[Opening DATA TO PROCESS section]

PR #10217, opened 2021-05-18
Updates LingUI Again

AlexSCorey:
##### SUMMARY
This updates ling ui to bring in their latest release so that we don't have to run `npm extract-strings` every time we add/update a `<Plural>` or a string with a variable inside it.

##### ISSUE TYPE
-dependency upgrade

##### COMPONENT NAME
 - UI

### DIFF
--- a/awx/ui_next/package-lock.json
+++ b/awx/ui_next/package-lock.json
@@ -2169,9 +2169,9 @@
       }
     },
     "@lingui/core": {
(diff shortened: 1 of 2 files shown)


AlexSCorey:
E2E test started

tiagodread:
No broken tests due this change, this won't require any aditional tests.

jakemcdermott (approved):

PR #10237, opened 2021-05-20
[WIP] Fixes issue where firefox users could not create schedule

### LINKED ISSUE #10152: AWX 19.1: management jobs can not be scheduled
##### ISSUE TYPE
 - Bug Report

##### SUMMARY
I'm trying to edit the schedules for the management jobs, but the (existing) schedules are prefilled with values that can't be saved??

##### ENVIRONMENT
* AWX version: 19.1.0
* AWX install method: k3s on debian buster, deployed with awx-operator 0.9.0
* Ansible version:  n/a at this point
* Operating System: whatever is used inside the containers?
* Web Browser: any

##### STEPS TO REPRODUCE

1. click "management jobs"
2. click any one job of the four
3. edit or create a schedule
4. observe "start time" is prefilled with "NaN-NaN-NaNTNaN:NaN:NaN" even if the job had been edited and/or run before already
5. observe how it is impossible to save the schedule unless you manually change the start time to some value that makes sense

##### EXPECTED RESULTS

I'd expect the "start time" to be either 01-01-1970T00:00:00 or the time the AWX instance was deployed before its first run, then the time&date of the first run

##### ACTUAL RESULTS

Schedule can not be saved.

AlexSCorey:
##### SUMMARY
This resolves #10152.

I examined using PF date and time picker but realized pretty quickly those components need some work.  They are essentially text inputs combined with a calendar/ time widget and as such the user could conceivably try to input a date or time in any format, which would make formatting/validation a nightmare.  As such I elected to use native html elements that are supported by chrome and firefox and they provide a lot more structure reducing the possible formatting and validation issues.

##### ISSUE TYPE
 - Bugfix Pull Request

##### COMPONENT NAME
 - UI

##### ADDITIONAL INFORMATION
Fire fox
Screen Shot 2021-05-20 at 11 38 56 AM
Chrome (yes it is in French.  I was investigation how this would impact I18n)
Screen Shot 2021-05-20 at 11 40 47 AM


jakemcdermott:
woahh

jakemcdermott:
Seems like a simple way to solve the related bug, which I really like. I understand that this PR is still WIP so I'll take another look when it's ready.

awx/ui_next/src/components/Schedule/shared/ScheduleForm.jsx
```diff
@@ -110,22 +119,37 @@ function ScheduleFormFields({ hasDaysToKeepField, zoneOptions }) {
...
         label={t`Start date/time`}
       >
-        <input
-          className="pf-c-form-control"
-          type="datetime-local"
-          id="schedule-start-datetime"
-          step="1"
-          {...startDateTime}
-        />
+        <DateTimeGroup>
```
jakemcdermott, line 139: I could _maybe_ see it being useful to move all of this out to it's own component if it makes it simpler to test, but I'll leave that up to you.

@AlexSCorey Does the API expect a `datetime` for these or separate `date` and `time`?  

* If the api expects a `datetime`, we'd probably want some extra test coverage on whatever code we're using to stitch the input values together before presenting them to the api.
* If the api expects separate `date` and `time` values, I like this PR even more :)

AlexSCorey:
Closing in favor of https://github.com/ansible/awx/pull/10291

PR #10251, opened 2021-05-24
tweak message about image pull option

kdelee:
##### SUMMARY

I'm not sure if it is OK to change the migration in this way.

[Closing DATA TO PROCESS section]

**WHAT YOU ARE ASKED TO DO**
Return word for word the lines above from the line with "[WIP] Fixes issue" to the line with "Seems like a", including both and leaving out all others.

**YOUR SOLUTION**
[WIP] Fixes issue where firefox users could not create schedule

### LINKED ISSUE #10152: AWX 19.1: management jobs can not be scheduled
##### ISSUE TYPE
 - Bug Report

##### SUMMARY
I'm trying to edit the schedules for the management jobs, but the (existing) schedules are prefilled with values that can't be saved??

##### ENVIRONMENT
* AWX version: 19.1.0
* AWX install method: k3s on debian buster, deployed with awx-operator 0.9.0
* Ansible version:  n/a at this point
* Operating System: whatever is used inside the containers?
* Web Browser: any

##### STEPS TO REPRODUCE

1. click "management jobs"
2. click any one job of the four
3. edit or create a schedule
4. observe "start time" is prefilled with "NaN-NaN-NaNTNaN:NaN:NaN" even if the job had been edited and/or run before already
5. observe how it is impossible to save the schedule unless you manually change the start time to some value that makes sense

##### EXPECTED RESULTS

I'd expect the "start time" to be either 01-01-1970T00:00:00 or the time the AWX instance was deployed before its first run, then the time&date of the first run

##### ACTUAL RESULTS

Schedule can not be saved.

AlexSCorey:
##### SUMMARY
This resolves #10152.

I examined using PF date and time picker but realized pretty quickly those components need some work.  They are essentially text inputs combined with a calendar/ time widget and as such the user could conceivably try to input a date or time in any format, which would make formatting/validation a nightmare.  As such I elected to use native html elements that are supported by chrome and firefox and they provide a lot more structure reducing the possible formatting and validation issues.

##### ISSUE TYPE
 - Bugfix Pull Request

##### COMPONENT NAME
 - UI

##### ADDITIONAL INFORMATION
Fire fox
Screen Shot 2021-05-20 at 11 38 56 AM
Chrome (yes it is in French.  I was investigation how this would impact I18n)
Screen Shot 2021-05-20 at 11 40 47 AM


jakemcdermott:
woahh

jakemcdermott:
Seems like a simple way to solve the related bug, which I really like. I understand that this PR is still WIP so I'll take another look when it's ready.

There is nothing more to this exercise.